Stored data
——

PR #3543, opened 2025-12-15
Fix #3403: Broken text input args

### LINKED ISSUE #3403: Pre-existing name of town not displayed in text input window

duncanspumpkin:


src/OpenLoco/src/Ui/Windows/TownWindow.cpp
```diff
@@ -733,7 +733,7 @@ namespace OpenLoco::Ui::Windows::Town
             auto town = TownManager::get(TownId(self.number));
 
             FormatArguments args{};
-            args.skip(4);
+            args.skip(8);
```
duncanspumpkin, line 736: This must have been broken for quite few releases!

——

Exercise requirements:
Using the exact wording, repeat all the entries.

Result of this task:
PR #3543, opened 2025-12-15
Fix #3403: Broken text input args

### LINKED ISSUE #3403: Pre-existing name of town not displayed in text input window

duncanspumpkin:


src/OpenLoco/src/Ui/Windows/TownWindow.cpp
```diff
@@ -733,7 +733,7 @@ namespace OpenLoco::Ui::Windows::Town
             auto town = TownManager::get(TownId(self.number));
 
             FormatArguments args{};
-            args.skip(4);
+            args.skip(8);
```
duncanspumpkin, line 736: This must have been broken for quite few releases!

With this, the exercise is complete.